Mawoka's Blog - Actix/Rust for FastAPI/Python Devs

Actix/Rust for FastAPI/Python Devs

05 June 2022

Introduction

First, I have used FastAPI/Python for ~2 years now and I am quite happy. Then, I heard many great things about Rust so I tried it. I built PersonalBlogEngine with Rust. All in all, it is pretty simple. What I needed was a database, a search-thing, a frontend and a web-server. Here, I'll list my standard Python- and Rust,libraries I would use for this job:

Python

  • FastAPI (Web-Framework)
  • Ormar (ORM based on Pydantic)
  • Search ?

Rust

  • Actix (Web-Framework)
  • Diesel.rs (ORM)
  • Milli (The same library Meiliseach uses)

With all the tools listed, let's compare the developer-experience, efficency and more.

What the Rust-Stack does better than the Python-Stack

There are many things the Rust-stuff does better than the Python-stuff, for example resource usage (eg. FastAPI uses ~150mb in idle, Actix ~20mb, so Actix uses 7 times less ram than FastAPI in idle) and stability and reliability. What do I mean by stability and reliability? Since Rust uses a compiler, nearly every bug that is in the code and doesn't come from logic-errors will be noticed, otherwise the compiler will complain. In Python, in comparison, many bugs will just sneak into your final product and the errors will just pop up if the software is deployed in production. The compiler gives you also one binary, not like Python where you need many script-files with your code, dependencies and the Python-interpreter itself. In Rust, I can also embed my frontend into the code easily. Lets quickly compare the steps to set a Rust/Python program up:

Rust

  • Download the file (wget https://sth.test/<file>)
  • Make it executable (chmod +x <file>)
  • Run it (./<file>)

Python

  • Install Python (sudo apt install python3)
  • (Probably) install something like Poetry or Pipenv (pip3 install poetry/pipenv)
  • Download the source-code (git clone https://github.com/mawoka-myblock/<project>)
  • Install the dependencies (pipenv install)
  • Run the application

As you can see, the end-user would definetely prefer the first method (the rusty-one)

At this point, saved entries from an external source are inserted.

PR #19, opened 2016-11-22
SAM FLAGs

alumi:
Add util functions for handling FLAG field of SAM format.

Original FLAG is an integer interpreted as a bitset. 
New functions in `cljam.util.sam-util` convert bitset <=> set of keywords as below.

```clojure
(cljam.util.sam-util/encode-flags 83) => #{:multiple :properly-aligned :reversed :first}
(cljam.util.sam-util/decode-flags #{:multiple :properly-aligned :reversed :first}) => 83
```


totakke:
Good implementation. I think there is no problem with this PR being merged.

PR #22, opened 2017-01-25
Improve performance of reading BAM files.

alumi:
This PR improves performance of reading alignments from a BAM file.

Decoding 4-bit encoded sequences takes approximately **70%** of time during reading BAM.
I modified to use static byte-to-chars table to make decoding about **30x faster**, therefore entire `cljam view` command got about **3x faster**.

I also modified project.clj to update dependencies.

After this modification, the largest bottleneck will be decoding optional fields which is about 4x slower than decoding a sequence.


src/cljam/util/sam_util.clj
```diff
@@ -318,6 +320,26 @@
           (aset-byte result i (byte (bit-or h l)))
           (recur (inc i)))))))
 
+(def ^:const ^:private seq-byte-table
+  (let [nibble-table "=ACMGRSVTWYHKDBN"]
+    (->> (for [i nibble-table j nibble-table] [i j])
+         (apply concat)
+         clojure.string/join)))
```
totakke: `clojure.string/join` -> `cstr/join`

alumi:
Thank you for the comment. I've fixed it and rebased.

totakke:
Thanks. This improvement has just merged 👍

PR #27, opened 2017-02-09
Fix bugs in mpileup.

alumi:
#### Summary

This PR fixes some problems in mpileup command.

#### Fixes

- Fix: may cause StackOverflow when piling up long sequence.
- Fix: quality score may be incorrect for bases with complex cigar.
- Fix: output deletions.
- Memoize parsing cigar string into sequence of indices. Parsing itself also get slightly faster.

#### Known issues

There is a difference between cljam and samtools for adjacent indels.

*input SAM*

```
@SQ SN:ref  LN:20
r001 0 ref 2 60  1M5D5I  * 0 0 ATGCAT  IIIIII
```

*samtools 1.3.1 output*
```
ref	2	N	1	^]A-5NNNNN	I
ref	3	N	1	*	I
ref	4	N	1	*	I
ref	5	N	1	*	I
ref	6	N	1	*	I
ref	7	N	1	*+5GCATC$	I
```

*cljam output*
```
ref	2	N	1	A-5NNNNN	I
ref	3	N	1	*	~
ref	4	N	1	*	~
ref	5	N	1	*	~
ref	6	N	1	*	~
ref	7	N	1	*+5TGCAT	~
```

I'm not certain about the spec, but I guess the last pileup should be `*+5TGCAT$`.
The last `C` at 7th base is an artifact from first nibble of quality `IIIIII` caused by buffer overrun.
Note that we're omitting `^`, mapq and `$` to mark start / end of reads.


totakke:
The pointed INDEL problem has existed since before. It should be noted in cljam issue.

alumi:
Thank you. I opened an issue #28.

PR #29, opened 2017-02-14
Improve performance of reading vcf file.

alumi:
This PR improves performance of reading VCF file.

`cljam.vcf.reader` is slow when reading VCF files like [1000genome](http://ftp.1000genomes.ebi.ac.uk/vol1/ftp/release/20130502/) which contains enormous number of genotype fields (> 2500).

This PR fixed 3 problems to make it more than **2x faster**.
- Cache vector of keywords. `keyword` calls `intern` for symbol and keyword which causes locking for static state of runtime.
- Use `apply hash-map` instead of `merge zipmap`. I don't know why but `zipmap` uses persistent map. `hash-map` will use transient hash map and this would be faster.
- Replace `clojure.string/split` with `java.lang.String/split`. [Some implementations](http://grepcode.com/file/repository.grepcode.com/java/root/jdk/openjdk/8u40-b25/java/lang/String.java#2317) optimize `java.lang.String/split` with single character as delimiter  to avoid using `java.util.regex.Pattern`.

### DIFF
--- a/src/cljam/vcf/reader.clj
+++ b/src/cljam/vcf/reader.clj
@@ -3,7 +3,8 @@
   https://samtools.github.io/hts-specs/ for the detail VCF specifications."
   (:require [clojure.string :as cstr]
             [camel-snake-kebab.core :refer [->kebab-case-keyword]]
-            [cljam.util :refer [str->long]]))
+            [cljam.util :refer [str->long]])
+  (:import [clojure.lang LazilyPersistentVector]))
 
 ;; VCFReader
 ;; ---------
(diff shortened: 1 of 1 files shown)


src/cljam/vcf/reader.clj
```diff
@@ -93,28 +94,32 @@
 ;; ------------------
 
 (defn- parse-data-line
-  [line header]
-  (let [[fields gt-fields] (->> (cstr/split line #"\t")
+  [line header kws]
+  (let [[fields gt-fields] (->> (.split ^String line "\t")
+                                clojure.lang.LazilyPersistentVector/createOwning
```
totakke: These two lines have potentially degradation risk. Please add comment describing that this implementation is for performance issue.

alumi: Thank you for the advice.
I've added comments about performance and link to this PR.

totakke:
Perfect! 💯

PR #31, opened 2017-03-03
2bit-encoded reference reader

alumi:
Added a reader for [2bit reference file format](http://genome.ucsc.edu/FAQ/FAQformat.html#format7).
Also added test files converted by [faToTwoBit](https://genome.ucsc.edu/goldenpath/help/blatSpec.html#faToTwoBitUsage)

.2bit is a compact randomly-accessible format of DNA sequences.

```clojure
(with-open [r (cljam.twobit/reader "PATH/TO/2BIT")]
  (cljam.twobit/read-sequence r {:chr "chr1" :start 1 :end 1000}))
=> "ATGC..."
```

Maybe we should have some protocols or some abstractions for range-based querying (`read-sequence`) for FASTA and 2bit.


totakke:
Thanks!

> Maybe we should have some protocols or some abstractions for range-based querying (`read-sequence`) for FASTA and 2bit.

I think so, too. `SeqReader` or `RandomSeqReader` looks good.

All in all, the end-user would get an application, which is easier to install, faster and more efficient.

What the Python-Stack does better than the Rust-Stack

There is one huge aspect: speed of development, because many things are easier and simpler than in Rust. Of course, with the time you'll get to know Rust quite well, but at the beginning, you're pretty slow. Then, there is the ORM-situation. Ormar is just great. It makes declaring your models easy and quick. In Rust, you have to write your own migrations in SQL, maintain objects which have the same properties as your SQL-schema has and more. This adds an extra layer of complexity. Then, in Rust, you also have to care about memory-management. Not like C(++) but you still have to do it (kinda), but the compiler helps you (most) of the time. There's also auto-reloading in both stacks, but for Rust a reload takes between 2 and 8 seconds, with Python at most 1 second. This can slow you down dramatically. FastAPI's main-feature is also the automatic documentation via Swagger/OpenAPI, which Actix sadly can't provide.

Conclusion

Should you start with Rust and Actix if you already use FastAPI and you're happy?

I'd say yes, just try it. More efficient software is also better for the climate and the consumer.

Sould you start with FastAPI and Python if you're a Rustacean?

No, unless development-speed is more important to you than stability/efficency is.

Should you start with Rust or Python if you're new to web-APIs?

Start with FastAPI. The docs of FastAPI are also great, in particular, so you can learn what all even belongs to web-development.


I'd definetely use more Rust, but Rust won't replace FastAPI/Python completely.